PR #6352, opened 2026-07-30
feat(audit): Add audit logging for Resource Sharing feature

Taiwo435:
## Description

Add audit logging for the Resource Sharing feature (introduced in OpenSearch 3.3) so that all authorization events surrounding resource access and sharing mutations are captured. Three new audit categories provide full visibility into who accessed shared resources, who was denied, and who changed sharing permissions.

**Three new audit categories:**
- `RESOURCE_ACCESS_GRANTED`: user accessed a shared resource (allowed by ResourceAccessEvaluator)
- `RESOURCE_ACCESS_DENIED`: user tried to access a resource they don't have sharing access to
- `RESOURCE_SHARING_CHANGED`: sharing permissions were successfully modified (share, revoke, patch)

**Audit event fields added:**
- `audit_resource_id`: the specific resource being accessed or shared
- `audit_resource_type`: resource type (e.g., `saved_query`, `dashboard`)
- `audit_resource_index`: the backing index storing the resource
- `audit_resource_access_result`: `"granted"` or `"denied"`
- `audit_resource_sharing_action`: `"share"`, `"patch"`, or `"share_denied"` / `"patch_denied"` (on internal failure)
- `audit_resource_recipients_added`: who was added (for PATCH)
- `audit_resource_recipients_revoked`: who was revoked (for PATCH)
- `audit_resource_share_with`: full sharing target (for PUT)

### Why

Current audit events (`GRANTED_PRIVILEGES` / `MISSING_PRIVILEGES`) cannot distinguish between:
- "User was denied because they lack a role on that index" (normal RBAC)
- "User was denied because they don't have sharing access to that specific resource" (resource sharing)

Incident investigators need to answer: "Who accessed this shared dashboard?", "When was access revoked?", "Who changed the sharing permissions?", "Did someone try to share a resource they don't own?" 
Without dedicated categories, these events are buried in thousands of generic privilege events.

With resource sharing audit, operators can filter by `audit_resource_id` to reconstruct the full lifecycle:

```
10:00  RESOURCE_SHARING_CHANGED  | alice shared dashboard-456 with bob
14:00  RESOURCE_ACCESS_GRANTED   | bob accessed dashboard-456
16:00  RESOURCE_SHARING_CHANGED  | alice revoked bob's access
16:05  RESOURCE_ACCESS_DENIED    | bob tried to access dashboard-456
```

Failed sharing attempts (e.g., sharing a resource you don't own) are captured via `RESOURCE_ACCESS_DENIED` at the SecurityFilter level with `audit_transport_action: "cluster:admin/security/resource/share"` — the share request never reaches `ShareTransportAction` because SecurityFilter blocks it.

### How it works

**Hook 1: Access decisions (SecurityFilter)**
- In `SecurityFilter.apply0()`, inside the `resourceAccessEvaluator.evaluateAsync()` callback
- Fires `RESOURCE_ACCESS_GRANTED` or `RESOURCE_ACCESS_DENIED` **alongside** existing `GRANTED_PRIVILEGES` / `MISSING_PRIVILEGES` events (additive — zero regression)
- Extracts resource ID, type, and index from the `DocRequest`
- The `audit_transport_action` field distinguishes resource reads (`sampleresource:get`) from sharing attempts (`cluster:admin/security/resource/share`)
- Admin cert users bypass ResourceAccessEvaluator entirely (early return in SecurityFilter) — no resource access events for them

**Hook 2: Sharing mutations (ShareTransportAction)**
- Wraps the `ActionListener` in `doExecute()` to fire audit after successful mutations
- Only fires on PUT (share) and PATCH/POST (add/revoke) — not on GET (read-only)
- Fires on both success (`"share"` / `"patch"`) and internal failure (`"share_denied"` / `"patch_denied"`)
- Accesses `AuditLog` via `GuiceHolder.getAuditLog()` (interface not resolvable via Guice component binding)
- Null-safe: if `AuditLog` is unavailable, the share operation still completes

**What does NOT produce `RESOURCE_SHARING_CHANGED` events:**
- `GET /_plugins/_security/api/resource/share?resource_id=...` — read-only, no state change
- Failed sharing attempts blocked by SecurityFilter — these produce `RESOURCE_ACCESS_DENIED` instead (Hook 1 captures them)

### Design decisions

- **Additive approach**: existing `GRANTED_PRIVILEGES` and `MISSING_PRIVILEGES` events still fire unchanged — new events are additional
- **Disabled by default**: all three categories are in default `disabled_rest_categories` and `disabled_transport_categories` lists — operators must explicitly enable them
- **AUTH_ONLY_CATEGORIES**: new categories require FGAC mode (resource sharing doesn't exist without auth)
- **String parameters for recipients**: serialized at the call site via `toString()` to guarantee clean JSON output regardless of object complexity
- **checkTransportFilter on all methods**: respects `disabled_categories`, `ignore_users`, and `ignore_requests` consistently
- **GuiceHolder pattern**: `AuditLog` is an interface; Guice binds components by concrete class only, so constructor injection doesn't work — use static accessor instead

### Testing

**Unit tests (40 in AuditMessageTest):**
- Field setters: null/empty ignored, valid values stored for all 8 resource fields
- New categories parse from strings
- New categories in `AUTH_ONLY_CATEGORIES` set
- New categories in default disabled REST and transport lists
- Full message construction for all 3 categories with correct fields
- All resource fields populated simultaneously without interference
- `RESOURCE_ACCESS_DENIED` message has correct category, action, and user
- JSON serialization contains resource fields

**Integration tests (18 in ResourceSharingAuditTest):**
- PUT share → `RESOURCE_SHARING_CHANGED` with correct resource ID and action
- Shared user access → `RESOURCE_ACCESS_GRANTED`
- Unshared user access → `RESOURCE_ACCESS_DENIED`
- Additive regression: `GRANTED_PRIVILEGES` still fires alongside `RESOURCE_ACCESS_GRANTED`
- All expected fields present in sharing changed event
- GET sharing info → no `RESOURCE_SHARING_CHANGED` (read-only)
- PATCH add recipients → `RESOURCE_SHARING_CHANGED` with action "patch"
- PATCH revoke → `RESOURCE_SHARING_CHANGED`
- Failed sharing attempt (non-existent resource) → `RESOURCE_ACCESS_DENIED` from SecurityFilter
- Effective user correctly captured in granted event
- Effective user correctly captured in denied event
- Full lifecycle: share → access granted → revoke → access denied
- Resource type consistent across all event types
- Share operation succeeds even if audit is unavailable (no blocking)
- Owner accessing own resource produces access event
- Admin cert bypasses resource evaluator (no resource access events)
- Long resource IDs preserved without truncation
- Categories enabled → events produced (baseline verification)

**Regression:** Existing `ShareApiTests` pass unchanged — no break from pipeline changes.

### Check List


src/main/java/org/opensearch/security/resources/api/share/ShareTransportAction.java
```diff
@@ -53,14 +55,61 @@ protected void doExecute(Task task, ShareRequest request, ActionListener<ShareRe
...
+     * and cannot be injected by interface type.
+     */
+    private ActionListener<ResourceSharing> auditingListener(
+        ActionListener<ResourceSharing> delegate,
+        ShareRequest request,
+        Task task,
+        String sharingAction
+    ) {
+        return ActionListener.wrap(resourceSharing -> {
+            AuditLog auditLog = OpenSearchSecurityPlugin.GuiceHolder.getAuditLog();
```
DarshitChanpura: **The GuiceHolder rationale here looks incorrect, and the static hop is avoidable.**

The class comment says `AuditLog` "cannot be injected by interface type." But `GuiceHolder` itself does `@Inject ... AuditLogImpl auditLog` — the **concrete** `AuditLogImpl` is bound in Guice. `ShareTransportAction` is already `@Inject`-constructed, so you can inject `AuditLogImpl` straight into the constructor exactly the way `GuiceHolder` does:

```java
private final AuditLog auditLog;

@Inject
public ShareTransportAction(TransportService ts, ActionFilters af, ResourceAccessHandler h, AuditLogImpl auditLog) {
    super(ShareAction.NAME, ts, af, ShareRequest::new);
    this.resourceAccessHandler = h;
    this.auditLog = auditLog;
}
```

That removes the `OpenSearchSecurityPlugin` dependency, both null-checks, and makes the class unit-testable with a mock `AuditLog`. If there's a binding/lifecycle reason the static accessor is genuinely required, the comment should state the *real* reason rather than the injectability one. This also dissolves the null-safety concern that `shouldNotBlockShareWhenAuditLogUnavailable` is trying (but failing) to cover.

src/main/java/org/opensearch/security/resources/api/share/ShareTransportAction.java
```diff
@@ -53,14 +55,61 @@ protected void doExecute(Task task, ShareRequest request, ActionListener<ShareRe
...
+                );
+            }
+            delegate.onResponse(resourceSharing);
+        }, e -> {
+            AuditLog auditLog = OpenSearchSecurityPlugin.GuiceHolder.getAuditLog();
+            if (auditLog != null) {
+                auditLog.logResourceSharingChanged(
+                    request.id(),
+                    request.type(),
+                    sharingAction + "_denied",
```
DarshitChanpura: **Failure-path branch is untested and semantically questionable.**

Two issues:

1. Firing a category literally named `RESOURCE_SHARING_CHANGED` when the mutation *failed* (nothing changed) is misleading for anyone querying audit logs. Consider a distinct result field (e.g. `audit_resource_sharing_result: "failed"`) instead of overloading the action string with `_denied`.
2. **None of the 18 integration tests exercise this `e -> ...` branch.** They all cover the success path or the SecurityFilter-denied path. Please add a test that forces `share()`/`patchSharingInfo()` to fail *after* authorization (so it reaches `ShareTransportAction`), or remove the branch if that state isn't reachable in practice.

Separately: `logResourceSharingChanged` never calls `addAction(...)`, so these events carry no `audit_transport_action`, while the access events do — a minor inconsistency for investigators filtering by action.

src/main/java/org/opensearch/security/auditlog/impl/AbstractAuditLog.java
```diff
@@ -1036,6 +1036,89 @@ public void logApiTokenRevoked(String tokenId, String revokedBy) {
...
+    public void logResourceSharingChanged(
+        String resourceId,
+        String resourceType,
+        String sharingAction,
+        String recipientsAdded,
+        String recipientsRevoked,
+        String shareWith,
+        Task task
+    ) {
+        if (!checkTransportFilter(AuditCategory.RESOURCE_SHARING_CHANGED, sharingAction, getUser(), null)) {
```
DarshitChanpura: **Passing `null` as the request silently skips `ignore_requests` filtering.**

In `checkTransportFilter`, the `isRequestAuditDisabled(action)` / `isRequestAuditDisabled(request.getClass().getSimpleName())` block is guarded by `request != null`. With `null` here, `RESOURCE_SHARING_CHANGED` events bypass `ignore_requests` entirely.

The PR description explicitly states "checkTransportFilter on all methods: respects `disabled_categories`, `ignore_users`, and `ignore_requests` consistently" — this path doesn't honor `ignore_requests`. You have the real `ShareRequest` available in `ShareTransportAction`; thread it through `logResourceSharingChanged` so the filter can see it. (Otherwise, drop that claim from the description.)

src/main/java/org/opensearch/security/auditlog/impl/AbstractAuditLog.java
```diff
@@ -1036,6 +1036,89 @@ public void logApiTokenRevoked(String tokenId, String revokedBy) {
...
+            return;
+        }
+
+        AuditMessage msg = new AuditMessage(AuditCategory.RESOURCE_SHARING_CHANGED, clusterService, getOrigin(), Origin.TRANSPORT);
+        msg.addEffectiveUser(getUser());
```
DarshitChanpura, line 1162: **Please confirm thread-context propagation for the effective user.**

`getUser()` reads `OPENDISTRO_SECURITY_USER` from the thread-local `ThreadContext`. For `RESOURCE_SHARING_CHANGED`, this executes inside the `ActionListener` callback that runs *after* `resourceAccessHandler.share()/patchSharingInfo()` — async index operations that may resume on a different threadpool thread where the security-user transient isn't set. If so, `audit_request_effective_user` will be null.

`shouldIncludeResourceFieldsInSharingChangedEvent` asserts the user is non-null, but a single-JVM integration cluster can mask context-propagation gaps that only appear under a real transport hop. Please confirm the handler wraps its listener in a `ContextPreservingActionListener` (or equivalent). If it doesn't, this is a real data-quality bug.

sample-resource-plugin/src/integrationTest/java/org/opensearch/sample/resource/securityapis/ResourceSharingAuditTest.java
```diff
@@ -0,0 +1,541 @@
...
+            return RESOURCE_TYPE.equals(msg.getAsMap().get(AuditMessage.RESOURCE_TYPE));
+        });
+        auditLogsRule.assertAtLeast(1, (AuditMessage msg) -> {
+            if (msg.getCategory() != AuditCategory.RESOURCE_ACCESS_GRANTED) return false;
+            return RESOURCE_TYPE.equals(msg.getAsMap().get(AuditMessage.RESOURCE_TYPE));
+        });
+    }
+
+    @Test
+    public void shouldNotBlockShareWhenAuditLogUnavailable() {
```
DarshitChanpura: This test's comment admits it verifies the null-`AuditLog` path only "implicitly" — but audit is fully *available* in this cluster, so it actually verifies nothing about that path. If the constructor-injection change (see `ShareTransportAction` comment) is adopted, the null-safety concern disappears and this test can go. Otherwise, inject a `NullAuditLog` or a failing audit sink to genuinely exercise the branch.

sample-resource-plugin/src/integrationTest/java/org/opensearch/sample/resource/securityapis/ResourceSharingAuditTest.java
```diff
@@ -0,0 +1,541 @@
...
+
+        auditLogsRule.assertExactly(0, (AuditMessage msg) -> {
+            if (msg.getCategory() != AuditCategory.RESOURCE_ACCESS_GRANTED && msg.getCategory() != AuditCategory.RESOURCE_ACCESS_DENIED)
+                return false;
+            return resourceId.equals(msg.getAsMap().get(AuditMessage.RESOURCE_ID));
+        });
+    }
+
+    @Test
+    public void shouldHandleLongResourceIdWithoutError() {
```
DarshitChanpura: The name and comment are about long resource IDs and "no truncation," but the test uses a normal `api.createSampleResourceAs(...)` ID — it never creates a long one, so it asserts nothing about length handling. Either generate a genuinely long ID and assert the full value round-trips, or remove the test.

sample-resource-plugin/src/integrationTest/java/org/opensearch/sample/resource/securityapis/ResourceSharingAuditTest.java
```diff
@@ -0,0 +1,541 @@
...
+        auditLogsRule.assertAtLeast(1, (AuditMessage msg) -> {
+            if (msg.getCategory() != AuditCategory.RESOURCE_SHARING_CHANGED) return false;
+            Map<String, Object> fields = msg.getAsMap();
+            // Full resource ID preserved — no truncation
+            return resourceId.equals(fields.get(AuditMessage.RESOURCE_ID));
+        });
+    }
+
+    @Test
+    public void shouldRespectDisabledCategoriesAtRuntime() {
```
DarshitChanpura: Name says "respect disabled categories at runtime," but the test enables all categories and asserts they appear — it never disables anything, so it tests the opposite of its name. Either rename it (e.g. `shouldProduceEventsWhenCategoriesEnabled`) or add a variant that disables a category and asserts its absence.

DarshitChanpura (commented):
**Overall this is a solid, well-scoped feature** — the additive design (new categories fire alongside `GRANTED_PRIVILEGES`/`MISSING_PRIVILEGES`), the disabled-by-default posture, and the complete plumbing through all four `AuditLog` implementations are done correctly, with the config-default serialize/deserialize tests updated in lockstep (the part people usually miss). A few things I'd like addressed before merge — nothing is a showstopper.

**Verified as safe:** the `(DocRequest) request` cast in `SecurityFilter.apply0()` is fine — `shouldEvaluate()` returns `false` unless `request instanceof DocRequest`, and the early return guarantees the cast only runs on that path.

Substantive items (see inline comments):
1. The `GuiceHolder` static-accessor rationale appears incorrect — `AuditLogImpl` (the concrete class) *is* Guice-bound, so `ShareTransportAction` can inject it directly.
2. `RESOURCE_SHARING_CHANGED` passes a `null` request to `checkTransportFilter`, which silently skips `ignore_requests` — contradicting a stated design decision.
3. The `share_denied`/`patch_denied` failure branch is semantically odd ("CHANGED" when nothing changed) and has **no test coverage**.
4. Effective-user is read from thread-local `ThreadContext` inside an async callback — please confirm context propagation so the user field isn't null under a real transport hop.

Plus three integration tests whose names/comments claim more than they assert (inline). Requesting changes on 1/3/4; the rest are quick.

src/main/java/org/opensearch/security/resources/api/share/ShareTransportAction.java
Taiwo435: Done. ShareTransportAction now injects AuditLogImpl directly in the constructor (same binding GuiceHolder uses), dropped the OpenSearchSecurityPlugin dependency and both null-checks, and rewrote the comment. The class is now unit-testable with a mock AuditLog.

src/main/java/org/opensearch/security/resources/api/share/ShareTransportAction.java
Taiwo435: All three addressed. Replaced the _denied action-string overload with a dedicated audit_resource_sharing_result field ("success"/"failed"), so the category name is no longer misleading. Added msg.addAction(sharingAction) so these events now carry audit_transport_action. And added unit coverage in 
ShareTransportActionTests — shouldAuditFailedResultWhenShareOperationFails / ...WhenPatchOperationFails force the mutation to fail after authorization, hitting the e -> … branch that integration tests couldn't reach.

src/main/java/org/opensearch/security/auditlog/impl/AbstractAuditLog.java
Taiwo435: Fixed. logResourceSharingChanged now takes the real TransportRequest and passes it (not null) to checkTransportFilter, threaded through from ShareTransportAction. ignore_requests is now honored, so the PR-description claim holds.

src/main/java/org/opensearch/security/auditlog/impl/AbstractAuditLog.java
Taiwo435: Confirmed and hardened. auditingListener now captures threadContext.newRestorableContext(true) and wraps the audit listener in ContextPreservingActionListener, so the security-user transient set at doExecute time is restored when the async callback fires after stashContext in ResourceSharingIndexHandler.

sample-resource-plugin/src/integrationTest/java/org/opensearch/sample/resource/securityapis/ResourceSharingAuditTest.java
Taiwo435: Removed. As you noted, once the constructor-injection change lands the null-AuditLog path no longer exists, so the test has nothing to cover.

sample-resource-plugin/src/integrationTest/java/org/opensearch/sample/resource/securityapis/ResourceSharingAuditTest.java
Taiwo435: Removed. The scenario (sharing a non-existent long id) is denied in SecurityFilter before reaching the sharing path, so it emits no sharing event to assert  against — and there's no truncation logic for it to guard. Took the "remove" option; happy to add a genuine long-id round-trip assertion instead if you'd prefer that path.

sample-resource-plugin/src/integrationTest/java/org/opensearch/sample/resource/securityapis/ResourceSharingAuditTest.java
Taiwo435: Fixed to match its name. Moved into a dedicated ResourceSharingAuditRuntimeConfigTest (own cluster, to avoid leaking audit-config mutations across the shared-cluster tests).

src/main/java/org/opensearch/security/filter/SecurityFilter.java
```diff
@@ -420,16 +421,19 @@ private <Request extends ActionRequest, Response extends ActionResponse> void ap
             // require blocking transport threads leading to thread exhaustion and request timeouts
             // We perform the rest of the evaluation as normal if the request is not for resource-access or if the feature is disabled
             if (resourceAccessEvaluator.shouldEvaluate(request)) {
+                final DocRequest docRequest = (DocRequest) request;
                 resourceAccessEvaluator.evaluateAsync(request, action, ActionListener.wrap(response -> {
```
DarshitChanpura: let's change the signature of evaluateAsync to accept DocRequest; as the first step there is to cast request as DocRequest.
https://github.com/opensearch-project/security/blob/main/src/main/java/org/opensearch/security/privileges/ResourceAccessEvaluator.java#L84

src/main/java/org/opensearch/security/filter/SecurityFilter.java
```diff
@@ -420,16 +421,19 @@ private <Request extends ActionRequest, Response extends ActionResponse> void ap
...
                     if (handlePermissionCheckRequest(listener, response, action)) {
                         return;
                     }
                     if (response.isAllowed()) {
                         auditLog.logGrantedPrivileges(action, request, task);
```
DarshitChanpura: i think it should be safe to remove `auditLog.logGrantedPrivileges` logs as we are now logging with new category specific to resource-sharing.

src/main/java/org/opensearch/security/filter/SecurityFilter.java
```diff
@@ -420,16 +421,19 @@ private <Request extends ActionRequest, Response extends ActionResponse> void ap
...
+                        auditLog.logResourceAccessGranted(action, docRequest.id(), docRequest.type(), docRequest.index(), request, task);
                         auditLog.logIndexEvent(action, request, task);
                         auditLog.logSettingsChange(action, request, task);
                         chain.proceed(task, action, request, listener);
                     } else {
+                        auditLog.logResourceAccessDenied(action, docRequest.id(), docRequest.type(), docRequest.index(), request, task);
                         handleUnauthorized.accept(response);
```
DarshitChanpura, line 435: same as above. We might need to tweak the method a little.
https://github.com/opensearch-project/security/blob/981dd864f5bd3b9be3043eddb58bc6ed9ebfd498/src/main/java/org/opensearch/security/filter/SecurityFilter.java#L405

src/main/java/org/opensearch/security/auditlog/AuditLog.java
```diff
@@ -91,6 +91,37 @@ public interface AuditLog extends Closeable {
...
+    void logResourceAccessDenied(
+        String action,
+        String resourceId,
+        String resourceType,
+        String resourceIndex,
+        TransportRequest request,
+        Task task
+    );
+
+    void logResourceSharingChanged(
```
DarshitChanpura, line 129: i see that this method logs success and failure both. Let's add a java-doc.

src/main/java/org/opensearch/security/resources/api/share/ShareTransportAction.java
```diff
@@ -53,14 +64,68 @@ protected void doExecute(Task task, ShareRequest request, ActionListener<ShareRe
...
+                "success",
+                request.getAdd() != null ? request.getAdd().toString() : null,
+                request.getRevoke() != null ? request.getRevoke().toString() : null,
+                request.getShareWith() != null ? request.getShareWith().toString() : null,
+                request,
+                task
+            );
+            delegate.onResponse(resourceSharing);
+        }, e -> {
+            auditLog.logResourceSharingChanged(
```
DarshitChanpura: code duplication with above with only one word change. can be extracted to a helper method.

DarshitChanpura (commented):
Left a few comments. please check Codecoverage.

src/main/java/org/opensearch/security/filter/SecurityFilter.java
Taiwo435: okay, i will remove auditLog.logGrantedPrivileges

src/main/java/org/opensearch/security/resources/api/share/ShareTransportAction.java
Taiwo435: noted

src/main/java/org/opensearch/security/filter/SecurityFilter.java
Taiwo435: noted

src/main/java/org/opensearch/security/filter/SecurityFilter.java
Taiwo435: i will remove logging from handleUnauthorized, let each caller log separately. 
The resource-access path log logResourceAccessDenied then call handleUnauthorized
 The normal RBAC path log logMissingPrivileges then call handleUnauthorized

DarshitChanpura (approved):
* * * *
Extract from the listing above the lines between the line containing "- Null-safe: if" and the line containing "### Design decisions", keeping both of those lines. Output nothing else.

Reply to the exercise:
- Null-safe: if `AuditLog` is unavailable, the share operation still completes

**What does NOT produce `RESOURCE_SHARING_CHANGED` events:**
- `GET /_plugins/_security/api/resource/share?resource_id=...` — read-only, no state change
- Failed sharing attempts blocked by SecurityFilter — these produce `RESOURCE_ACCESS_DENIED` instead (Hook 1 captures them)

### Design decisions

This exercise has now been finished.